胎児は「漬け物」状態に
妊婦のミイラは、「ミステリアス・レディ(Mysterious Lady)」と呼称されており、体内に胎児を残している唯一の標本と考えられています。
1826年12月にワルシャワ大学に寄贈されて以来、ずっと保管されたままでしたが、昨年の調査でようやく妊婦であることが発覚しました。
現時点で分かっているのは、紀元前1世紀に20代で亡くなったこと、すでに妊娠26〜30週目に入っていたことぐらいです。
彼女の出自や死亡原因など、ほとんどのことがその名の通り、よく分かっていません。
研究チームは今回、X線やCTスキャンを用いて、ミステリアス・レディの体内を細かく調査。
その結果、子宮内部に胎児が手付かずの状態で残されていること分かりました。
しかも、その様子は「まるでピクルス(漬け物)のようだった」と、本研究主任でワルシャワ大学のマルゼナ・オザレク=シルケ(Marzena Ożarek-Szilke)氏は言います。
シルケ氏によると、子宮の内容物を含むミイラの血液pH値は著しく低下して、より高い酸性度を示し、アンモニアとギ酸の濃度が時間とともに上昇していた、とのこと。
さらに、ミイラの防腐処理に使用されるナトロン(水を吸収する乾燥剤)で体内が満たされたことで、酸素や外の空気のアクセスが限りなく遮断されていました。
最終的に、子宮がほぼ密閉状態になり、胎児は「腐敗」という時間の試練に耐えることができたのです。
以上の結果について、カイロ大学の放射線学者、サハル・サリーム(Sahar Saleem)氏は「骨が見つかっていない点から、胎児とは断定できないのでは?」と疑問を呈していました。
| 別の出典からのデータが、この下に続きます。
PR #223, opened 2024-06-18
Separate workflow/context with different loggers

kbrock:
## Goal

The logging is global to all of floe. This means we do not associate certain logging information with each user/run.

Setting up a per execution log allows us to isolate the log per running instance and display it to the end user.

## Implementation

The `Context` is a per execution concept. It contains the user's information (in execution), the user's credentials, and the runtime context. (including credentials in context has conflated the db context and the runtime context)

Since we want a per execution logger, I added logger to the `Context`.

## Alternative

The `Workflow` currently contains the states and the runtime `Context`. The suggestion was to add the `logger` to the `Workflow`. Unfortunately, this does not work because while the various components have access to the `Context`, they do not have access to the `Workflow`.

So I propose we stay the course and use `Context#logger`

## Extracted

pulled out the following PRs:

- [ ] https://github.com/ManageIQ/floe/pull/289

### DIFF
--- a/lib/floe/cli.rb
+++ b/lib/floe/cli.rb
@@ -22,8 +22,7 @@ module Floe
 
       workflows =
         workflows_inputs.each_slice(2).map do |workflow, input|
-          context = Floe::Workflow::Context.new(opts[:context], :input => input, :credentials => credentials)
-          Floe::Workflow.load(workflow, context)
+          create_workflow(workflow, opts[:context], input, credentials)
         end
 
       Floe::Workflow.wait(workflows, &:run_nonblock)
@@ -81,6 +80,11 @@ module Floe
       Floe::ContainerRunner.resolve_cli_options!(opts)
 
       return workflows_inputs, opts
+    end
+
+    def create_workflow(workflow, context_payload, input, credentials)
+      context = Floe::Workflow::Context.new(context_payload, :input => input, :credentials => credentials)
+      Floe::Workflow.load(workflow, context)
     end
   end
 end
--- a/lib/floe/cli.rb
+++ b/lib/floe/cli.rb
@@ -23,6 +23,8 @@ module Floe
           create_workflow(workflow, opts[:context], input, credentials)
         end
 
+      output_streams = create_loggers(workflows, opts[:segment_output])
+
       logger.info("Checking #{workflows.count} workflows...")
       ready = Floe::Workflow.wait(workflows, &:run_nonblock)
       logger.info("Checking #{workflows.count} workflows...Complete - #{ready.count} ready")
@@ -35,6 +37,7 @@ module Floe
           logger.info("===")
         end
 
+        logger.info(output_streams[workflow].string) if output_streams[workflow]
         logger.info(workflow.output)
       end
 
@@ -59,6 +62,7 @@ module Floe
         opt :context, "JSON payload of the Context",              :type => :string
         opt :credentials, "JSON payload with Credentials",        :type => :string
         opt :credentials_file, "Path to a file with Credentials", :type => :string
+        opt :segment_output, "Segment output by each worker",     :default => false
 
         Floe::ContainerRunner.cli_options(self)
 
@@ -98,6 +102,18 @@ module Floe
     def create_workflow(workflow, context_payload, input, credentials)
       context = Floe::Workflow::Context.new(context_payload, :input => input, :credentials => credentials)
       Floe::Workflow.load(workflow, context)
+    end
+
+    def create_loggers(workflows, segment_output)
+      if workflows.size == 1 || !segment_output
+        # no extra work necessary
+        {}
+      else
+        workflows.each_with_object({}) do |workflow, h|
+          workflow.context.logger = Logger.new(output = StringIO.new)
+          h[workflow] = output
+        end
+      end
     end
   end
 end
--- a/lib/floe/cli.rb
+++ b/lib/floe/cli.rb
@@ -1,9 +1,10 @@
+require "floe"
+require "floe/container_runner"
+
 module Floe
   class CLI
     def initialize
       require "optimist"
-      require "floe"
-      require "floe/container_runner"
       require "logger"
 
       Floe.logger = Logger.new($stdout)
--- a/lib/floe/cli.rb
+++ b/lib/floe/cli.rb
@@ -3,6 +3,8 @@ require "floe/container_runner"
 
 module Floe
   class CLI
+    include Logging
+
     def initialize
       require "optimist"
       require "logger"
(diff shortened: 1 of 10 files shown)


kbrock:
update:
- rebased to handle changes to cli

think this is still part of discussions

Fryguy:
Overall I like the concept, but I think of context as more of the "serializable" part of the workflow, so it feels like the wrong place to put the logger.  I think workflow itself feels like the more appropriate place. @agrare @kbrock thoughts?

lib/floe/cli.rb
```diff
@@ -25,11 +26,25 @@ def run(args = ARGV)
...
         end
 
-      Floe::Workflow.wait(workflows, &:run_nonblock)
+      output_streams =
+        if workflows.size == 1 || !opts[:segment_output]
+          # no extra work necessary
+          {}
+        else
+          workflows.each_with_object({}) do |workflow, h|
+            workflow.context.logger = Logger.new(output = StringIO.new)
```
Fryguy, line 35: I'm not sure I like this.  I like seeing the live logs when using exe/floe, because I can see what state its in as it's running.

Fryguy: Oh wait, I misread the code.  I see that passing segment output will trigger this section otherwise it works normally. 👍

kbrock:
@Fryguy Yes, @agrare feels the same way as you do.

- `source.asl` -- source code.
- AST -- source code loaded into memory. This can be the same across multiple executions.
- Execution Environment
  - state input `Context#state.input` / `Context#input`
  - credentials `Context#credentials` (recent change)
  - execution history `Context#state_history`
  - logging (was suggesting `Context.logger` but up to you)

I was pushing that `Workflow` would only be the `AST`, but looks like we have linked `context` in there. I did try and pull `context` out, but it didn't work so well.

Maybe we want a different object to group `context` (really only need the current state), `credentials`, `logger`

kbrock:
update:
- rebase (conflict)

kbrock:
update:
- fix code climate (make Cli#run smaller)

update:
- fix refactor amuck.

kbrock:
update:
- rebase master

agrare:
Other than the logger belonging to Context I think this looks good, I would have thought logger lived with a Workflow

kbrock:
WIP: going to find another home for the logger. Possibly pass in a RuntimeContext, similar to an ImageProcessor context with Context State, credentials, and logger

kbrock:
un-WIP

Logistically, `Context#logger` works much better than `Workflow#logger`. The latter caused too many extra variables to get passed around, specifically in the `Runner`.

Philosophically, I feel the `Context` holds all execution and user specific state, while the `Workflow` holds no state and is valid across executions. By this definition, the logger belongs with the `Context`.

Elephant: Wihle I don't like the fact that `Workflow` currently has a reference to `Context`, I'm waiting for `wait` to settle down before suggesting any further change there.

lib/floe/cli.rb
```diff
@@ -82,5 +90,22 @@ def parse_options!(args)
...
+      Floe::Workflow.load(workflow, context)
+    end
+
+    def create_loggers(workflows, segment_output)
+      if workflows.size == 1 || !segment_output
+        # no extra work necessary
+        {}
+      else
+        workflows.each_with_object({}) do |workflow, h|
+          workflow.context.logger = Logger.new(output = StringIO.new)
```
Fryguy, line 105: Can you explain this string io part?  I don't understand this bit.  Is this meant to be like a NullLogger pattern (if so we should use an actual NullLogger like we do in other gems)?

lib/floe/cli.rb
```diff
@@ -18,19 +19,25 @@ def run(args = ARGV)
...
         workflows_inputs.each_slice(2).map do |workflow, input|
-          context = Floe::Workflow::Context.new(opts[:context], :input => input, :credentials => credentials)
-          Floe::Workflow.load(workflow, context)
+          create_workflow(workflow, opts[:context], input, credentials)
         end
 
-      Floe::Workflow.wait(workflows, &:run_nonblock)
+      output_streams = create_loggers(workflows, opts[:segment_output])
+
+      puts "Checking #{workflows.count} workflows..."
```
Fryguy, line 33: This won't be in the "real" application logs now though, right (since this is moved to cli, which is a dev tool)?  That was my concern.  Maybe it's not necessary in the application logs?

kbrock:
update:
- removed change to specs (no longer convert state.run to workflow.run)

lib/floe/cli.rb
kbrock: this is the cli. so yes, it will only go to stdout.
All entries in this file go to stdout via `puts`

Fryguy: I guess what I'm asking is before this change, this particular log line went to the application logs and now it doesn't.  I'm not sure how useful that is - maybe @agrare has opinions here.

agrare: Could we set the Floe.logger to stdout (if it isn't already) and
1. Keep the .wait logger the way it was
2. Use that instead of puts in cli.rb

lib/floe/workflow.rb
```diff
@@ -110,9 +108,12 @@ def run_nonblock
     def step_nonblock
       return Errno::EPERM if end?
 
+      start_state unless context.state_started?
       result = current_state.run_nonblock!(context)
       return result if result != 0
 
+      end_state
```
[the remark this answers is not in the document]
kbrock: Yea, `result != 0` means the state has not finished yet. Something like a `Wait` or `Task` that has not completed yet.

In the future, it will call into `run_nonblock`

But I think I'll take this out and revisit what I'm trying to do here. Thanks

lib/floe/cli.rb
kbrock: Most logging we have is feedback for individual workflows (mostly step start/complete)

The cli uses `State.wait` to orchestrate which workflows are run. I think of this as part of the command line interface. So going away from stdout seems strange to me. (asid: I do want to refactor this method to go even based, but that is a future action)

So is the thought is to convert all cli `puts` statements to log statements?

lib/floe/workflow.rb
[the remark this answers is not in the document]
Fryguy: oh i see it's the count of incomplete ones?  Interesting - Maybe result is just a bad variable name and something like "remaining_something" would be clearer.

kbrock:
update:
- output changed from `puts` to `logger`
- removed a number of extra changes
- drop start_state/end_state

update:
- added logging ()'s (code climate)

update:
- extra credentials to own method (code climate)

update:
- add logging ()'s (code climate - 1 remaining)

kbrock:
update:
- extracted cli refactoring to own PR
- rebased upon changes

Fryguy (approved):
LGTM - also want @agrare to review

kbrock:
@agrare You ok with this, or you want me to pull off one more PR and iterate a little more slowly.

I guess we could better partition runtime state and pull context out of there, but was hoping for that to be a future PR

agrare (approved):
I'm okay with this with the understanding that in the future we're going to split out our runtime context (lowercase c) from the Context :tm: object that is presented to the state machine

確かに、ミイラの解剖学においては、骨の有無がその正体を突き止めるカギとなりますし、胎児にも骨はあります。
しかし、これに対しシルケ氏と研究チームは、こう反論します。
「妊娠の最初の6ヶ月において、胎児の骨はミネラル化がほとんど進まず、さらに2000年という長い期間を経た後では、そもそも骨の発見は困難です。
その上、子宮内が酸性化したことで胎児の骨が脱灰されたため、検出がさらに困難になったと考えられます。
たとえば、酢で一杯になった鍋に卵を入れると想像してください。
卵殻のミネラルが酸で溶出して、軟組織である卵白と黄身だけが残されるのです」
つまり、骨が見つからないことも、子宮内の酸性化で説明がつくというわけです。
それよりもシルケ氏は「これが胎児かどうかを議論する以前に、もっと大きな謎が残されている」と指摘します。
なぜ胎児はミイラ化の段階で取り除かれなかったのか? ということです。